Wootten next contends that the act of 1921, supra, repealed the law of 1915, supra, and that the act of 1931, supra, repealed the law of 1921, supra, in the sense that upon the passage of the act of 1921, no power or authority remained to administer any rights which arose under the law of 1915, supra; and that upon the passage of the act of 1931, supra, no power or authority remained to administer any rights which arose under the act of 1921, supra. In other words, he argues that when said laws were repealed the relation between him and the state of Oklahoma became as though no such laws had ever existed, and as though no rights had arisen in favor of either of them under such laws. This cannot be. In our opinion, the effect of the act of 1921, supra, upon the law of 1915, supra, was this: In 1921, the Legislature said, from this forward all income tax to accrue and be paid shall be under this act and administered as herein provided, and we hereby abandon the law of 1915, supra, as the measure or method of computing and collecting all income tax to accrue from this time on. The same for the act of 1931, as respects the law of 1921, supra. It is not logical to construe these acts to say, in effect: We hereby announce a new basis for the accrual and administration of income tax in Oklahoma, and hereby forgive all frauds, and overlook all omissions and delinquencies, and hereby remit all taxes which have accrued but are not yet computed and collectable, which may have arisen under the acts superseded when these laws take effect. Acts of our Legislature must be given a logical and reasonable construction. See 61 C. J. 1565; State ex rel. v. Slusher, 119 Or. 141, 248 P. 358; State v. Nagle, 100 Kan. 495, 164 P. 1073, L. R. A. 1917E, 1160; and Commonwealth v. Paynter's Adm'r, 222 Ky. 766, 2 S.W.2d 664. Some cases speak of an act having only prospective application unless retrospective application be specified upon its face. Under our Constitution, our Legislature has no authority to remit any indebtedness or liability existing in favor of the state of Oklahoma. Article 5, § 53, Constitution of Oklahoma.

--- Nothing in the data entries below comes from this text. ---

PR #791, opened 2022-02-10
Removed template parameter from STK field containers.

bartgol:
It was never used to deduce compile-time information, so we can simply store it as a class member. Each of the container classes was instantiated 3 times (due to 3 different values of DiscType), so this should cut a couple of instantiations per class.


kliegeois (approved):
Looks good to me.
Just out of curiosity; is the impact of the PR on the size of the lib and/or the compilation time significative?

bartgol:
I don't think you'll notice it, but it seemed a waste anyways. Besides, simplifying disc stuff is important for working on block discretizations: removes unnecessary stuff, lowering the amount of code to maintain/fix/adjust.

PR #794, opened 2022-02-14
Removed AuxData/EigenData related structures

bartgol:
These include:

- EigenData, Eigenvector, and AuxData evalautors
- EigendataInfoStruct
- Eigensolve value for SolutionMethod enum

They were never used, a vestige of capabilities that have long been discontinued in Albany. I meant to clean these files/classes up long time ago, during the Thyra refactor, but I think we were not really sure if we still needed them. After removing and testing, I can confirm they are not used anymore. So, for the sake of future development, is probably best to prune them, to keep the amount of code to maintain/adapt smaller.

While removing this, I grepped for `eigen` in the repo, and found some matches in `Albany_StatelessObserverImpl.hpp`, in the comments at the top. Reading the comments, I started wondering whether stateless observers are still needed? @mperego @ikalash do you know? Can we remove them, and have one single observer class?


mperego (approved):
Thanks @bartgol . I think it makes sense to remove EigenData and AuxData stuff.

mperego:
@bartgol I think the stateless observers are used to print transient sensitivities.

PR #798, opened 2022-03-18
Replace "-l-L" with "-L" in albany export file

jewatkins:
This fixes the issue where `-l-L` shows up in the albany export file. It was safer just to replace it with `-L` since the extra `-l` might be needed for some other configuration I'm not aware of.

What we have said in the preceding paragraphs disposes of the argument made that the act of 1931, supra, transferred to the commission the exercise of the powers and duties of the state auditor under existing laws only; that is to say, under the law of 1921, supra.

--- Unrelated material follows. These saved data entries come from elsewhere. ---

PR #172, opened 2016-02-22
Pushbullet - send notes to email/device/etc 

eschava:
Now next format for Pushbullet target is supported (recipient_type is optional):
'warnme' : [ 'API_KEY', 'receipient', 'recipient_type']
where recipient_type describes type of receipient
Could be one of:
device_iden (default)
email 
channel 
client


jpmens:
Merged, thanks.

Issue #177, opened 2016-04-09
Publish result of HTTP GET


thucke:
Hi,
I like to publish the result of an HTTP-GET command to the MQTT queue.
Example:
Having the configuration
    
    [config:http]
    timeout = 60
    targets = {
        #method     #URL               # query params or None          # list auth
        'dev16get'    : [ "get", "http://localhost:8083/ZWaveAPI/Run/devices[16].instances[0].Basic.data.level", None, (<username>, <password>) ],
    }
    
    [/home/zwave/Device16/switch/get]
    targets = http:dev16get

The command 

    mosquitto_pub -t /home/zwave/Device16/switch/get -n

should result in the following post to MQTT

    {"invalidateTime":1460221477,"updateTime":1460221478,"type":"int","value":0}

This would the the respone of the webserver if doing the same request in a web browser.
Is that possible?????

jpmens:
If I'm understanding you correctly it isn't possible. MQTTWARN listens to MQTT messages as a subscriber. Using the http service you can then issue a HTTP GET or POST request to an HTTP endpoint, which is the opposite of what you're asking.

thucke:
Thanks for this quick response.

I see this point.
On the other hand I wonder why MQTTWARN should support GET requests without being able featuring the response to modify the MQTT message.
Anyway, I find this would be a great feature of MQTTWARN.

BTW: MQTTWARN as it is this time is just a great enhancement - thank you so far!

jpmens:
What I think you are looking for is

```
HTTP -> MQTT
```

whereas _mqttwarn_ is the other way around. The reason we have a HTTP service which supports `GET` is in order to access HTTP endpoints which don't support `POST`.

What would definitely be possible is to have this:

```
MQTT -> MQTTWARN -> HTTP-GET -> MQTT publish
```

but, as it stands, this is not implemented (though relatively easy to implement I think). Although I also think for most this is overkill.

What you can attempt is to use a user-configurable function which is invoked on MQTT payloads, does the HTTP GET internally and modifies mqttwarn's notion of the payload before continuing. There are a couple of examples in the README

thucke:
Yeah - that's what I was thinking about if that feature would not be possible "out-of-the-box".
Creating a user-configurabe function requires to implement the HTTP GET mechanism on my own.
Hence I'd be glad using the "ready-for-use" HTTP GET mechanisms of MQTTWARN ;-)

[...]

PR #178, opened 2016-04-10
Periodic task improvements and useful demonstration

amotl:
Dear Jan-Piet and Ben,

find some improvements to the periodic task feature in this PR. We also added an example for using the feature in a way it could help @thucke with #177 as well as others wanting to achieve similar things.

Best,
Andreas.


jpmens:
Thank you very much: Merged!

PR #180, opened 2016-04-13
created sqlite_json2cols service

Vium:
It will create a column for each JSON entry and commit to the
configured sqlite db/table.


jpmens:
Very nice, thank you!

PR #184, opened 2016-04-19
New service serial

AnDann:
Send received data to serialport.
Data from serialport will be ignored.
I use it as mqtt to serial bridge in my openhab environment


jpmens:
I will take this with thanks.

BTW, in future, when you clean up files outside of your main contribution it's better to provide separate pull requests.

Wootten next argues that the statute of limitations has run upon whatever right the state auditor, and the commission as his successor, had to do what the commission is now threatening to do. The acts of 1915 and 1921, supra, contained no express statute of limitation. The schedule of time contained in these acts within which the taxpayers should perform certain duties on his part and the state auditor should perform certain duties on his part cannot be construed as limitations of the right of the state auditor to proceed in the event of the failure of the parties to maintain this schedule, even if the taxpayer went so far as to make no return at all. In our opinion there is nothing to be found in either of these acts indicating an intention on the part of the Legislature to create a statute of limitation. The act of 1933, supra, *588 section 19, contains a statute of limitation within which the commission may take steps to enforce its authority. However, it is plain from the language of this section that the period of limitations provided applies to the act of 1933 only.

The writ of prohibition prayed for is denied.

McNEILL, C.J., OSBORN, V. C.J., and BUSBY, WELCH, CORN, PHELPS, and GIBSON, JJ., concur.